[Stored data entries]
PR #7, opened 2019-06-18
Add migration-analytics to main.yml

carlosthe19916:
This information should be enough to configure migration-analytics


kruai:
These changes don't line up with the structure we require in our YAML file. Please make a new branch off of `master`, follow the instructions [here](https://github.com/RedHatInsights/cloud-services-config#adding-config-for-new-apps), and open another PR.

Description of the task:
Across the entries, each line containing the word "migration" is to be counted once; the total alone is to be given.

Exercise answer:
2